Here, the "world's premier space operations team" known as the 50th Space Wing "wields space, cyberspace and expeditionary capabilities to deliver decisive global combat effects in support of national security objectives," the Schriever website says.
In other words, it uses satellites to help drones and ground forces kill people.
That's why Bill Sulzman and the other local peace activists have targeted the base, unfurling banners proclaiming, "U.S. Out of Afghanistan Now," "Cut Military Spending," "The chAir Force kills too" and "Keep Space for Peace." Surprisingly, they draw occasional thumbs-up and peace signs from the passing Schriever workers, though one woman leans on her car horn as she flips off the demonstrators.
Sulzman says space-based military operations are particularly despicable: "It makes it easier to do, because you don't have to put yourself in harm's way. It's seductive to make war safer and more deadly."

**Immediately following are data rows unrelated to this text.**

PR #361, opened 2020-05-20
Add mrsOptBool

djee-ms:
Add a new interop type mrsOptBool conceptually equivalent to
std::optional<bool>, with 1-byte size.


djee-ms:
This will be used for the various audio options, most of which use `std::optional<bool>` internally. I _think_ the optional part means that unset is for "use implementation default".

libs/Microsoft.MixedReality.WebRTC/Interop/InteropUtils.cs
```diff
@@ -23,6 +23,72 @@ internal struct mrsBool
...
+        }
+        public static explicit operator mrsOptBool(bool b) { return (b ? True : False); }
+        public static explicit operator mrsOptBool(bool? b)
+        {
+            if (b.HasValue)
+            {
+                return (b.Value ? True : False);
+            }
+            return Unset;
+        }
```
fibann, line 73: What's the rationale for having both ctor and conversion operator? Can we have just the ctor (or just the operator, if we want to avoid `new` calls)?

djee-ms: No rationale, I copied what was for `mrsBool`. I guess it makes sense to have only the cast operators. I removed the constructors.

Fixed.

djee-ms: Actually note there's a hidden effect : the compiler will now use the implicit zeroing constructor so the default is implicitly false. With explicit constructors, well, things are more explicit 😄 

https://docs.microsoft.com/en-us/dotnet/csharp/programming-guide/classes-and-structs/using-constructors
> structs cannot contain an explicit parameterless constructor because one is provided automatically by the compiler. This constructor initializes each field in the struct to the default value.

https://docs.microsoft.com/en-us/dotnet/csharp/language-reference/builtin-types/default-values
> Any built-in integral numeric type : 0 (zero)

fibann: nit: I guess we could add a default ctor that initializes to unassigned, and/or making it private so it's not used externally. But not really needed.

For the protesters, this stop is one of many to observe "Keep Space for Peace Week," co-sponsored by Citizens for Peace in Space, the Pikes Peak Justice and Peace Commission and Moveon.org.
The observance ends Saturday with the local group's visit to a missile silo in northeast Colorado. Friday, they'll mark a decade of war in Afghanistan by delivering petitions signed by more than 1,500 Colorado residents to offices of Sens. Mark Udall and Michael Bennet and Rep. Doug Lamborn, calling for the return of U.S. troops from the Middle East.
A Bennet spokesman says the senator wants to end the wars in Iraq and Afghanistan, and joined 26 other senators in urging President Obama in June to "shift course in Afghanistan" by withdrawing troops.
Lamborn says in a statement that he supports the Iraq and Afghanistan wars, and that Obama should "listen to the recommendations of our military leaders on the ground" in timing troop withdrawals. Udall's office didn't respond to a phone call seeking comment.
Last week, Obama told Congress in a letter that he plans to pull 33,000 troops from Afghanistan by mid-2012, the Associated Press reported. But that would still leave 68,000 troops there, more than when he took office, according to the Huffington Post.
For weeks, the peace posse has been standing outside supermarkets and malls, gathering signatures in support of ending the $200-billion-per-year wars. Sulzman says he and another petitioner were threatened with arrest outside New Life Church on Sunday morning, where Army, Navy, Air Force and Marine flags are displayed along with "Old Glory." A New Life spokeswoman says the church doesn't allow solicitations of any kind, even by other faith groups.
"We must stop the killing," the petition says. "No more phased withdrawals, no continued combat troops in Iraq. Bring the troops home now. Move the money — rebuild lives here, create sustainable jobs in the USA."
Sulzman says several active-duty soldiers have signed, commenting on "the futility or stupidity of the war." But on this Monday, even with the occasional positive gesture from passersby, the reception they get is far from an outpouring of support.
Rosemary Curts, a Colorado College student wearing a T-shirt proclaiming, "I'm not disturbing the peace. I'm disturbing the war," helps hold a sign as most workers stare straight ahead as they stream by.
Despite that, Curts says, "I think all protesting is effective, because all these people are going to have to think about it."